In this paper, we present an isogeometric analysis for studying the dynamical behavior of inextensible vesicles under an external fluid flow with inertial forces. We consider a phase-field model Aland, et al. (2014) for the coupled fluid–vesicle problem which enforces global area and volume constraints using a Lagrange multiplier method and employs an extra equation for enforcing local inextensibility condition. Full Navier–Stokes equations are considered and their finite element formulation is presented based on a residual-based variational multiscale method while a standard Galerkin finite element framework is employed for the rest of partial differential equations in the model. We solve the system of PDEs using an implicit, monolithic scheme based on the generalized-$\alpha$ time integration method. Compared to the system of equations considered in Aland, et al. (2014), we reduce the number of equations to be solved by leveraging high continuity of NURBS functions. We also extend the algorithm of the phase-field method to three-dimensional problems. A number of two-dimensional numerical examples which model the dynamics of a vesicle in a quiescent fluid, in a shear flow, and in plane Poiseuille flow with and without obstructions are studied. The resistive immersed surface method is employed for dealing with obstructions. We also consider a 3D example where we study the dynamics of a vesicle in a constricted channel which resembles the situation that a vesicle experiences in a stenosed microchannel.

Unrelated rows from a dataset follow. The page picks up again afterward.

PR #2606, opened 2025-09-13
Remove some useless tuples from `crate::imageops::sample::filter3x3()`

LikeLakers2:
While reviewing my previous PR for errors, I happened to notice that these tuples are somewhat useless. They seem to be an artifact of https://github.com/image-rs/image/pull/384, one that wasn't cleaned up later on.

Since removing these tuples cleans up the code, and may (if rustc isn't already smart enough to detect that these tuples are useless) improve performance slightly, all without changing the behavior of the code, I went ahead and removed them.

### DIFF
--- a/src/imageops/sample.rs
+++ b/src/imageops/sample.rs
@@ -898,7 +898,6 @@ where
         x if x == 0.0 => 1.0,
         sum => sum,
     };
-    let sum = (sum, sum, sum, sum);
 
     for y in 1..height - 1 {
         for x in 1..width - 1 {
@@ -908,7 +907,6 @@ where
             // Only a subtract and addition is needed for pixels after the first
             // in each row.
             for (&k, &(a, b)) in kernel.iter().zip(taps.iter()) {
-                let k = (k, k, k, k);
                 let x0 = x as isize + a;
                 let y0 = y as isize + b;
 
@@ -924,13 +922,13 @@ where
                     NumCast::from(k4).unwrap(),
                 );
 
-                t.0 += vec.0 * k.0;
-                t.1 += vec.1 * k.1;
-                t.2 += vec.2 * k.2;
-                t.3 += vec.3 * k.3;
+                t.0 += vec.0 * k;
+                t.1 += vec.1 * k;
+                t.2 += vec.2 * k;
+                t.3 += vec.3 * k;
             }
 
-            let (t1, t2, t3, t4) = (t.0 / sum.0, t.1 / sum.1, t.2 / sum.2, t.3 / sum.3);
+            let (t1, t2, t3, t4) = (t.0 / sum, t.1 / sum, t.2 / sum, t.3 / sum);
 
             #[allow(deprecated)]
             let t = Pixel::from_channels(


src/imageops/sample.rs
```diff
@@ -898,7 +898,6 @@ where
         x if x == 0.0 => 1.0,
         sum => sum,
     };
-    let sum = (sum, sum, sum, sum);
```
197g, line 901: Interesting tid bit: f32 mutliplication is usually faster than division. It would make sense to calculate `1.0 / sum` once upfront and use that coefficient instead of dividing by `sum` later on.

197g (commented):
Nice find of a rough spot, I haven't had a look at the implementation for a while.

LikeLakers2:
As an aside, while it is slightly unrelated to this PR's main purpose, I noted this:

https://github.com/image-rs/image/blob/ceb71e59496a32dbe2a56599ff60d09cb0b8cb20/src/imageops/sample.rs#L896-L900

and that these five lines could be rewritten as such:

```rust
    let sum = match kernel.iter().sum() {
        0.0 => 1.0,
        sum => sum,
    };
```

Should I include that in this PR, or open a different PR for this small refactor?

src/imageops/sample.rs
LikeLakers2: I'm unsure I understand what you're suggesting. I don't see anywhere that `1.0 / sum` is being used here?

(Side note: All of my PRs allow edits by maintainers. So if you ever want to include such changes in my PRs, go ahead.)

src/imageops/sample.rs
```diff
@@ -893,12 +893,10 @@ where
     let max = S::DEFAULT_MAX_VALUE;
     let max: f32 = NumCast::from(max).unwrap();
 
-    #[allow(clippy::redundant_guards)]
-    let sum = match kernel.iter().fold(0.0, |s, &item| s + item) {
+    let inverse_sum = match kernel.iter().fold(0.0, |s, &item| s + item) {
         x if x == 0.0 => 1.0,
-        sum => sum,
+        sum => 1.0 / sum,
     };
```
LikeLakers2: @197g, May I rewrite this to the following?
```rust
    let inverse_sum = match kernel.iter().sum() {
        0.0 => 1.0,
        sum => 1.0 / sum,
    };
```

This removes the redundant guard. It also uses `Iterator::sum()` (which is just a nicer way of saying `iter.fold(0.0, |x, &y| x + y)`) for clarity.

197g: Interesting that this works out with type inference. Also interesting that we have `matches!(-0.0, 0.0)`. Of course, as that matches the comparison traits and not `total_cmp` but still a curios case where I was not aware of detailed semantics.

197g: Sure, go ahead with the sum rewrite.

LikeLakers2: > Interesting that this works out with type inference.

Not gonna lie, I was surprised too! I was totally expecting to have to tell Rust "Hey, we want an `f32` here." But it seems Rust is smart enough to pick up that we want an `f32`, from the `match` statement.

src/imageops/sample.rs
LikeLakers2: Just thought I should mention: I took another look at the commit you made.

After thinking about it for a couple moments, it suddenly clicked for me how your suggestion works. And I'm surprised it didn't click for me before.

My apologies for the confusion - but hey, I get it now. :)

LikeLakers2:
Right. Unless anybody spots anything else, I think this PR should be good for merging - or at least, ready for final review. :)

LikeLakers2:
Is there anything blocking this from being merged?

fintelia (approved):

在本文中，我们提出了一种等几何分析，用于研究在具有惯性力的外部流体流动下不可伸展囊泡的动力学行为。我们考虑 Aland 等人的相场模型。(2014) 用于耦合流体 - 囊泡问题，该问题使用拉格朗日乘数方法强制执行全局面积和体积约束，并使用额外的方程来强制执行局部不可扩展条件。考虑了完整的 Navier-Stokes 方程，它们的有限元公式是基于基于残差的变分多尺度方法提出的，而模型中其余的偏微分方程采用标准 Galerkin 有限元框架。我们使用基于广义的隐式整体方案求解 PDE 系统$\alpha$时间积分法。与 Aland 等人考虑的方程组相比。(2014)，我们通过利用 NURBS 函数的高度连续性来减少要求解的方程的数量。我们还将相场法的算法扩展到三维问题。研究了许多二维数值示例，这些示例模拟了在有障碍物和无障碍物的情况下囊泡在静止流体、剪切流和平面 Poiseuille 流中的动力学。采用电阻浸入面法处理障碍物。我们还考虑了一个 3D 示例，在该示例中，我们研究了狭窄通道中囊泡的动力学，类似于囊泡在狭窄微通道中经历的情况。